Android: One root to own them all: Android Master-Key Vulnerability

Jeff Forristal

Thu, 16th October 2014


Speaker Bio 1:
Jeff Forristal is a highly respected security professional with more than a decade of experience in the security industry. As well as having written multiple articles for Network Computing and Secure Enterprise magazines; he is also a contributing author to multiple books. Under the pseudonym "Rain Forest Puppy," Jeff has been recognized as an industry expert in web application security and was responsible for the first publicized responsible security disclosure policy (2000), the first publicized recognition of SQL injection (Phrack, 1998), and the first intelligent open source web application scanner (Whisker, 1999).

Learning Objectives:

Jeff will explain:

  • Follow-up to the Android Master-Key vulnerability: how things look 3 months later.
  • Statistics and things learned since the public release of the vulnerability information.

Resources and materials:


Questions and answers

Max, Concise Courses:
17:27 Compared to iOS does Android leak more data through Apps?

Jeff Forristal:
I usually get the ‘is iOS or Android more secure’ so that is one I can talk about pretty well – but ‘leaking more data’ is interesting. I have not actually attempted to measure application leakage and I suspect that that is going to be on a case-by-case basis on the application. That’s a fantastic question, and I am not sure. I don’t have any reference to really give you a solid answer on that one.


Max, Concise Courses:
18:10 What’s the future of vulnerabilities within Android. From a security perspective will things like ‘zip parsers discrepancies’ become history and will Android become impenetrable?

Jeff Forristal:
Well I certainly hope so! With any found security vulnerability we hope that the world takes notice, at least the relevant parties in the world, and use that as a historical record and not keep repeating the same call. But if history is evidence of how this all plays out [for example] ‘SQL Buffer Injection Overflows’ found decades ago, they still seem to be a problem. Are we learning from our mistakes? Are we improving or are we repeating our mistakes. Security is a tough challenge and a tough call in that way. I’d like to hope that with visibility to this class of problems – people will be more cognizant of it going forward. You have to get the knowledge of this problem into the hands of the person that is creating the code and that itself is a very large education campaign. On a worldwide scale it is difficult to say if that is going to be executed.


Max, Concise Courses:
19:30 You mentioned phishing and SMS abuse – are you seeing these attacks being targeted at particular verticals?

Jeff Forristal:
Certainly, phishing is a targeted attack overall. In terms of banking log ins, and speaking about Android specifically, and this is going to sound rather dismissive, but attackers are lazy and rightfully so. They don’t have to do too much effort to get money through a premium SMS Abuse style of attack. Effective well known patterns result in immediate financial gain for the attackers, they don’t need to try new stuff or be cleverer, they can just get free money by doing that [SMS Abuse]. We are seeing large scale abuses of some common ways to basically get quick turnarounds and financial wins. Until those patterns are thwarted through some of the upcoming Android Security changes the attackers will just stick with what they know and stick with what is working.

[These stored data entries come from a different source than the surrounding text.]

PR #19598, opened 2022-04-08
hv.* - disable unshared keys except when requested

demerphq:
This disables the new unshared hash key logic by default. People
who wish to try it out can enable it at build time with

    -DPERL_USE_UNSHARED_KEYS_IN_LARGE_HASHES

in the configure process.

### DIFF
--- a/pod/perldelta.pod
+++ b/pod/perldelta.pod
@@ -36,6 +36,67 @@ distinctions, this can be useful when serialising or encoding Perl data
 structures for export to other languages or data formats where such a
 distinction does matter.
 
+=head2 Support for not sharing all keys in large hash tables.
+
+This release includes support to build Perl so that it does not share
+all keys in hash tables as has been historically the case since Perl
+v5.6. The shared key behavior was added to Perl originally to support
+having many objects with the same keys without having to store each key
+many times. For objects that might be created hundreds or thousands of
+times this key sharing behavior can result in using significantly less
+memory. However key sharing comes at the cost of having to maintain an
+internal "master hash table" (PL_str_tab), and having to do two store
+operations per key stored in a hash table. It also can result in
+surprising consequences with programs that fork, causing the master hash
+table to be COWed (copy on write) into the memory space for each forked
+process which can, in worst case, greatly increase the memory
+utilization of such scripts.
+
+The new behavior is an attempt to have our cake and eat it too. Small
+hash tables will continue to share keys, but once the hash table is used
+to store more than a certain number of keys (currently 64) it will not
+share the new keys that are added. This should benefit scripts that
+build large hash tables, especially those that do so in forked sub-
+processes. The unshared mode is triggered when the hash table is resized
+which is non-deterministic and depends on the underlying hash function
+that perl has been built with and the seed used by the current process
+so the exact circumstances when this new mode will be enabled for a
+given hash will vary between different invocations of a script.
+
+We are uncertain of the exact effects of this new mode and are keen to
+get field reports about the consequences of enabling it. We know that in
+many cases not sharing keys speeds up scripts in general, and may result
+in a reduction in memory consumption. Code that builds large hashes
+where the keys are stored in only one hash, for instance where the keys
+are message digests, will likely benefit from this change by being
+faster and using less memory. However there are also circumstances where
+not sharing keys can significantly increase memory consumption, such as
+where large numbers of keys are stored in multiple hash tables at once.
+We have data to suggest that not sharing keys will reduce COW churn and
+overall memory consumption in scripts that fork and construct large hash
+tables, however such scripts may also encounter a modest speed penalty.
+Overall the consequences of not sharing keys will vary depending on
+workload, however we believe that broadly speaking enabling this feature
+will be beneficial for most of our users. We would like to get data from
+the field to validate our assumptions.
+
+We are not enabling the new mode by default in this release as we want
+to gather more data and obtain feedback from the field about how it
+affects people's scripts, but our intention is to ship the next release
+of Perl, version 5.38, with some form of this functionality enabled. We
+are hopeful that people will try to build their perls with this feature
+and provide us feedback on the results. This will help guide our next
+steps. So please try it and send feedback to the porters mailing list.
+
+You can enable this new feature by passing
+
+    -Accflags='-DPERL_USE_UNSHARED_KEYS_IN_LARGE_HASHES'
+
+to F<Configure> during the Configuration process.
+
+Big thanks to Nicholas Clark for all the hard work in implementing this
+new feature.
+
 =head1 Security
 
 XXX Any security-related notices go here.  In particular, any security
--- a/hv.c
+++ b/hv.c
@@ -1576,7 +1576,12 @@ S_hv_delete_common(pTHX_ HV *hv, SV *keysv, const char *key, STRLEN klen,
 
    This is a heuristic. There might be a better answer than 42, but for now
    we'll use it.
+
+   NOTE: Configure with -Accflags='-DPERL_USE_UNSHARED_KEYS_IN_LARGE_HASHES'
+   to enable this new functionality.
 */
+
+#ifdef PERL_USE_UNSHARED_KEYS_IN_LARGE_HASHES
 static bool
 S_large_hash_heuristic(pTHX_ HV *hv, STRLEN size) {
     if (size > 42
@@ -1588,6 +1593,7 @@ S_large_hash_heuristic(pTHX_ HV *hv, STRLEN size) {
     }
     return FALSE;
 }
+#endif
 
 STATIC void
 S_hsplit(pTHX_ HV *hv, STRLEN const oldsize, STRLEN newsize)
@@ -1624,7 +1630,7 @@ S_hsplit(pTHX_ HV *hv, STRLEN const oldsize, STRLEN newsize)
         return;
 
     /* don't share keys in large simple hashes */
-    if (S_large_hash_heuristic(aTHX_ hv, HvTOTALKEYS(hv)))
+    if (LARGE_HASH_HEURISTIC(hv, HvTOTALKEYS(hv)))
         HvSHAREKEYS_off(hv);
 
 
@@ -1720,7 +1726,7 @@ Perl_hv_ksplit(pTHX_ HV *hv, IV newmax)
         }
 #endif
     } else {
-        if (S_large_hash_heuristic(aTHX_ hv, newmax))
+        if (LARGE_HASH_HEURISTIC(hv, newmax))
             HvSHAREKEYS_off(hv);
         Newxz(a, PERL_HV_ARRAY_ALLOC_BYTES(newsize), char);
         xhv->xhv_max = newsize - 1;
--- a/hv.h
+++ b/hv.h
@@ -28,6 +28,13 @@
 #   define PERL_HASH_ITER_BUCKET(iter)      (((iter)->xhv_riter) ^ ((iter)->xhv_rand))
 #endif
 
+#ifdef PERL_USE_UNSHARED_KEYS_IN_LARGE_HASHES
+#define LARGE_HASH_HEURISTIC(hv,new_max) S_large_hash_heuristic(aTHX_ (hv), (new_max))
+#else
+#define LARGE_HASH_HEURISTIC(hv,new_max) 0
+#endif
+
+
 /* entry in hash value chain */
 struct he {
     /* Keep hent_next first in this structure, because sv_free_arenas take
--- a/perl.c
+++ b/perl.c
@@ -1958,6 +1958,9 @@ S_Internals_V(pTHX_ CV *cv)
 #  ifdef PERL_USE_SAFE_PUTENV
                              " PERL_USE_SAFE_PUTENV"
 #  endif
+#  ifdef PERL_USE_UNSHARED_KEYS_IN_LARGE_HASHES
+                             " PERL_USE_UNSHARED_KEYS_IN_LARGE_HASHES"
+#  endif
 #  ifdef SILENT_NO_TAINT_SUPPORT
                              " SILENT_NO_TAINT_SUPPORT"
 #  endif


hvds:
LGTM

hvds:
There will be knock-on effects on perldelta too, of course.

demerphq:
Added a patch to silence build warnings when PERL_USE_UNSHARED_KEYS_IN_LARGE_HASHES is not defined, and a patch to add a perldelta entry for it.

@hvds I'd like to rebase this on top of the most recent build changes. But you have objected to that in the past. This PR will have test failures unrelated to its changes until it is rebased. Do you mind if I rebase?

hvds:
> @hvds I'd like to rebase this on top of the most recent build changes. But you have objected to that in the past. This PR will have test failures unrelated to its changes until it is rebased. Do you mind if I rebase?

Not at all, rebasing tends to cause problems for unresolved review comments - they get unanchored from the changes that prompted them, and sometimes github gets very confused as a result (probably more so for a long-running PR, such that the pre-rebase commits get gc'd). For me, that usually means effectively starting the review from scratch again which is much more costly (potentially hours) than simply looking at what changed in response to a particular review comment.

There are no outstanding review comments here (and it's a small enough change that it would probably be no huge deal if there were).

demerphq:
Thanks, rebased and pushed. You ok with the perldelta change?

hvds:
> You ok with the perldelta change?

Not hugely: it _reduces_ memory use for any key that is used only once, so headlining it as "faster, but more memory hungry" seems misleading, and likely to cause people who could benefit from it to ignore it.

Here's some proposed alternative wording:
```
=head2 Experimental support for faster hashing.

This release includes support to build Perl so that it no longer shares
all keys in larger hashes. This should give a speed benefit in all cases
(unless memory pressure kicks in), and should reduce memory use for keys 
that are I<not> repeated in any other hash, but increase memory use for
keys that I<are> repeated in another hash. The gains may be particularly
significant for forking applications that build large hash tables.

This new functionality is disabled by default. You can enable it by passing

    -Accflags='-DPERL_USE_UNSHARED_KEYS_IN_LARGE_HASHES'

to F<Configure>. We welcome and encourage people to test this new mode
and provide feedback on their experience with it so we can make decisions
about enabling it by default in a future release, or even allowing it to
be controlled on a per-hash basis.
```

demerphq:
On Thu, 14 Apr 2022 at 03:19, Hugo van der Sanden ***@***.***>
wrote:
>
> You ok with the perldelta change?
>
> Not hugely: it reduces memory use for any key that is used only once, so
headlining it as "faster, but more memory hungry" seems misleading, and
likely to cause people who could benefit from it to ignore it.

Well I have no problem rewording, but I think your rewording is also
problematic. :-)

The problem is the behavior of this patch swings one way or another
depending on what you are doing. If you have several large hashes that
contain the same keys then yes it does use more memory for those keys. I
provided code to prove it, a benchmark which used 40% more memory WITH the
patch. It also is NOT faster in ALL cases. In fact in some cases it is
slower. I also provided a benchmark to show that too.

Consider if I have a bunch of keys, and I have them stored in K hashes,
unless I am lucky and the key is one of the ones that gets stored in the
PL_str_tab, we will have to store K copies, so it will use K times the
memory it used to.

See:
***@***.***

If it does have to store K copies then it will have to do the work to
create K HEKs and K mallocs and K copies of the data, which will be slower
than just incrementing the refcount.

So the problem is the results are very much mixed depending on the workload.

>
> Here's some proposed alternative wording:
>
> =head2 Experimental support for faster hashing.
>
> This release includes support to build Perl so that it no longer shares
> all keys in larger hashes. This should give a speed benefit in all cases

I provided benchmarks where this is not the case.

See:
***@***.***

> (unless memory pressure kicks in), and should reduce memory use for keys
> that are I<not> repeated in any other hash, but increase memory use for
> keys that I<are> repeated in another hash. The gains may be particularly
> significant for forking applications that build large hash tables.

I guess we need to be more neutral in the language we choose. I'll give it
another go and mix in some of your proposed language.

>
> This new functionality is disabled by default. You can enable it by
passing
>
>     -Accflags='-DPERL_USE_UNSHARED_KEYS_IN_LARGE_HASHES'
>
> to F<Configure>. We welcome and encourage people to test this new mode
> and provide feedback on their experience with it so we can make decisions
> about enabling it by default in a future release, or even allowing it to
> be controlled on a per-hash basis.

BTW, normally I would provide links to nntp.perl.org, but I think it
doesn't like my mails for some reason, perhaps because the posts had
attachments and HTML markup for code, and they render as just empty posts.
However if you use gmail and search for the message id using the
rfc822msgi: prefix it should find them.

The relevant content from the two mails is below, I am not attaching the
scripts as it seems to upset github and nntp.perl.org, i have sent them to
you (Hugo) in a separate email.

----
./perl -Ilib ../hash_fork.pl --n=100000 --base_n=0

shows a case where the branch is faster and uses less memory.

./perl -Ilib ../hash_fork.pl --n=100000

shows a case where the branch is slower and uses about the same memory.
----
$ ./perl -Ilib ~/scratch/shared_keys.pl; perl ~/scratch/shared_keys.pl
This is perl 5.035011
Took 6.29 seconds to process 9421 files
$VAR1 = {
          'Anonymous' => 1009956,
          'KernelPageSize' => 380,
          'MMUPageSize' => 380,
          'Private_Clean' => 56,
          'Private_Dirty' => 1012736,
          'Pss' => 1012870,
          'Referenced' => 1015536,
          'Rss' => 1015536,
          'Shared_Clean' => 2744,
          'Size' => 1023204
        };
This is perl 5.034001
Took 7.93 seconds to process 9421 files
$VAR1 = {
          'Anonymous' => 722968,
          'KernelPageSize' => 380,
          'MMUPageSize' => 380,
          'Private_Clean' => 2676,
          'Private_Dirty' => 722968,
          'Pss' => 725729,
          'Referenced' => 728432,
          'Rss' => 728432,
          'Shared_Clean' => 2788,
          'Size' => 736220
        };

Since github doesnt seem to deal well with attachments I have not included
them in this version of the post.

cheers
yves


--

hvds:
> The problem is the behavior of this patch swings one way or another depending on what you are doing. If you have several large hashes that contain the same keys then yes it does use more memory for those keys. I provided code to prove it, a benchmark which used 40% more memory WITH the patch. It also is NOT faster in ALL cases. In fact in some cases it is slower. I also provided a benchmark to show that too.

Yes, I had seen your benchmark showing a case that uses more memory: I tried to make that possibility, and the reason for it, clear in my wording.

I'd missed that you also had a benchmark showing it can be slower, I'll try to look at that more closely tomorrow.

hvds:
> $ ./perl -Ilib ~/scratch/shared_keys.pl; perl ~/scratch/shared_keys.pl
> This is perl 5.035011
> Took 6.29 seconds to process 9421 files
...
> This is perl 5.034001
> Took 7.93 seconds to process 9421 files

@demerphq Could you clarify what the version numbers represent here? They don't look like two perls differing only in whether the large_hash_heuristic is enabled.

> ./perl -Ilib ../hash_fork.pl --n=100000
> shows a case where the branch is slower and uses about the same memory.

Do you have figures for that handy? My machine is not great for getting consistent timings.

rjbs:
It would, I think, be good to get this merged before .10, right?

hvds:
> It would, I think, be good to get this merged before .10, right?

@rjbs Before .11, right? :) The primary content, yes (assuming you're happy for this to replace your #19597). The wording for perldelta doesn't need to be agreed for that, and could be moved to a separate PR if necessary.

rjbs:
@hvds My PR was the simplest thing that could address the problem, and I am perfectly happy for it to be replaced by some other solution.

demerphq:
Ill update the perldelta today and hopefully we can apply it together. Id prefer to get it in as one PR.

demerphq:
@hvds you asked for better timings, here you go. Summary: the benchmark takes 6.74 seconds with shared keys, and 8.13 without. There was some fluctuation, as is expected with a benchmark, I saw the shared keys run as fast as 5.5 seconds, and the unshared keys as fast as 7.9. Thus for this benchmark unshared keys is about 20% slower.

With shared hash keys:
```
$ git log -1 --oneline; ./perl -Ilib ../hash_fork.pl --n=500000; ./perl -Ilib -V | grep -P "^\s+PERL_USE_UNSHARED_KEYS" || echo "using shared hash keys"; ./perl -Ilib -V | grep 'config_args'
4f07281f6f (HEAD -> yves/disable_by_default_unshared_hashes, origin/yves/disable_by_default_unshared_hashes) perldelta.pod - document PERL_USE_UNSHARED_KEYS_IN_LARGE_HASHES
2870606: Size: 131700 Rss: 117836 Pss: 97486
2870609: Size: 131708 Rss: 117868 Pss: 97446
2870605: Size: 131700 Rss: 117832 Pss: 97463
2870608: Size: 131700 Rss: 117868 Pss: 97493
2870611: Size: 131704 Rss: 117868 Pss: 97473
2870604: Size: 131700 Rss: 117868 Pss: 97893
2870607: Size: 131700 Rss: 117868 Pss: 101015
2870610: Size: 131708 Rss: 117868 Pss: 102862
Running 8 procs with 500000 keys with 10 items took 6.74 seconds in total
using shared hash keys
```

With the PERL_USE_UNSHARED_KEYS_IN_LARGE_HASHES defined:
```
$ git log -1 --oneline; ./perl -Ilib ../hash_fork.pl --n=500000; ./perl -Ilib -V | grep -P "^\s+PERL_USE_UNSHARED_KEYS" || echo "using shared hash keys"; ./perl -Ilib -V | grep 'config_args'
4f07281f6f (HEAD -> yves/disable_by_default_unshared_hashes, origin/yves/disable_by_default_unshared_hashes) perldelta.pod - document PERL_USE_UNSHARED_KEYS_IN_LARGE_HASHES
2870639: Size: 131352 Rss: 117748 Pss: 62891
2870637: Size: 131344 Rss: 117748 Pss: 63023
2870643: Size: 131328 Rss: 117748 Pss: 64357
2870636: Size: 131344 Rss: 117748 Pss: 64570
2870640: Size: 131344 Rss: 117748 Pss: 67889
2870641: Size: 131332 Rss: 117748 Pss: 70897
2870638: Size: 131344 Rss: 117748 Pss: 71558
2870642: Size: 131332 Rss: 117748 Pss: 83417
Running 8 procs with 500000 keys with 10 items took 8.13 seconds in total
    PERL_USE_UNSHARED_KEYS_IN_LARGE_HASHES
    config_args='-Dusethreads -Doptimize=-g -d -Dusedevel -Dcc=ccache gcc -Dld=gcc -DDEBUGGING -Accflags=-DPERL_USE_UNSHARED_KEYS_IN_LARGE_HASHES'
```

demerphq:
The updated and rebased branch includes changes to show the define in -V, and to perldelta.

demerphq:
@rjbs your thoughts on the perldelta.pod change would be appreciated.

pod/perldelta.pod
```diff
@@ -36,6 +36,62 @@ distinctions, this can be useful when serialising or encoding Perl data
...
+v5.6. The shared key behavior was added to Perl originally to support
+having many objects with the same keys without having to store each key
+many times. For objects that might be created hundreds or thousands of
+times this key sharing behavior can result in using significantly less
+memory. However key sharing comes at the cost of having to maintain an
+internal "master hash table" (PL_str_tab), and having to do two store
+operations per key stored in a hash table. It also can result in
+surprising consequences with programs that fork, causing the master hash
+table to be COWed (copy on write) into each forked processes memory
+space which can, in worse case, greatly increase the memory utilization
```
hvds: `s/processes/process's/`
`s/in worse case/one_of('in the worst case', 'worst case')/`

pod/perldelta.pod
```diff
@@ -36,6 +36,62 @@ distinctions, this can be useful when serialising or encoding Perl data
...
+consumption. We also have data to suggest that it will reduce COW churn
+in scripts that use fork and build large hash tables in child processes
+for aggregation purposes. There is also data which suggests that in some
+cases it may result in a modest speed penalty. So the consequences are
+mixed. However overall we believe that enabling it will have positive
+consequences.
+
+We are not enabling the new mode by default in this release as we want
+to gather more data and obtain feedback from the field about how it
+affects peoples scripts, but our intention is to ship the next release
```
hvds: `s/peoples/people's/`

pod/perldelta.pod
```diff
@@ -36,6 +36,62 @@ distinctions, this can be useful when serialising or encoding Perl data
...
+mode will be enabled for a given hash will vary between different
+invocations of a script.
+
+We are uncertain of the exact effects of this new mode and are keen to
+get field reports about the consequences of enabling it. We know that in
+many cases it speeds up code that builds large hash tables. We also know
+that in some extreme situations it can significantly increase memory
+consumption. We also have data to suggest that it will reduce COW churn
+in scripts that use fork and build large hash tables in child processes
+for aggregation purposes. There is also data which suggests that in some
```
hvds: Same phrase "for aggregation purposes" here: I still don't really know what you mean by it, but for this context it is fine to talk about the purpose if it is reasonably obvious what kind of mechanics it implies.

pod/perldelta.pod
```diff
@@ -36,6 +36,62 @@ distinctions, this can be useful when serialising or encoding Perl data
...
+surprising consequences with programs that fork, causing the master hash
+table to be COWed (copy on write) into each forked processes memory
+space which can, in worse case, greatly increase the memory utilization
+of such scripts.
+
+The new behavior is an attempt to have our cake and eat it too. Small
+hash tables will continue to share keys, but once the hash table is
+used to store more than a certain number of keys (currently 64) it will
+not share the new keys that are added. This should benefit scripts that
+build large hash tables for aggregation purposes, especially those that
```
hvds: I don't know what "for aggregation purposes" means, and in the context of this sentence I think it would be better to talk about mechanics - we want the feedback to tell us about the purposes that benefit or lose out.

Could we perhaps replace that phrase with "in which most keys are unique", or to spell it out "in which most keys are not repeated in any other hash"? I'd like some wording that would prompt a reader to think "oh, my 100M-key hash of seen values might benefit from that" since that's the use-case where I saw huge savings (without any forking).

hvds (commented):
Thanks @demerphq, I like the balance of the updated delta, just minor comments remain.

demerphq:
@hvds I am heading to bed now. Why don't you push a patch on top of this branch with the fixes you like. I am fine with everything you have said here.  Then I can review in the morning and get this merged and out of our hair.

demerphq:
I think I applied the changes you requested. I ended up substantially rewording one of the paragraphs, no more mention of aggregation.

hvds:
LGTM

What is working for them right now is getting money through premium SMS Abuse Attacks.


Max, Concise Courses:
20:36 I guess you answered my question but how worried should I be – I’m a system and network admin and people on our network have rooted phones – what can I do?

Jeff Forristal:
I definitely get that question a lot: ‘what is the security risk of jail broken or rooted device?’, and this largely has to turn back to, ‘what are you trying to achieve?’ Are you trying to verify that the device is operationally correct and has the proper security model in place to hold your data? What are your requirements, what does the device need to do and the required security posture? If you are comfortable with anyone reading email on any device, rooted or otherwise, it may not make sense but if you have a more important security agenda, for example, a BYOD enterprise, or you want to confirm a device is reasonably adhering to the security models that are implied by the general iOS and Android architecture, then a rooted or jail broken device is basically a notification that the device may or may not actually adhere to this expected model.

The risk of rooted devices isn’t the fact that they are rooted – the risk of rooted devices is that there are functions that we want to act a certain way and through it being rooted we can no longer rely on those assumptions being true.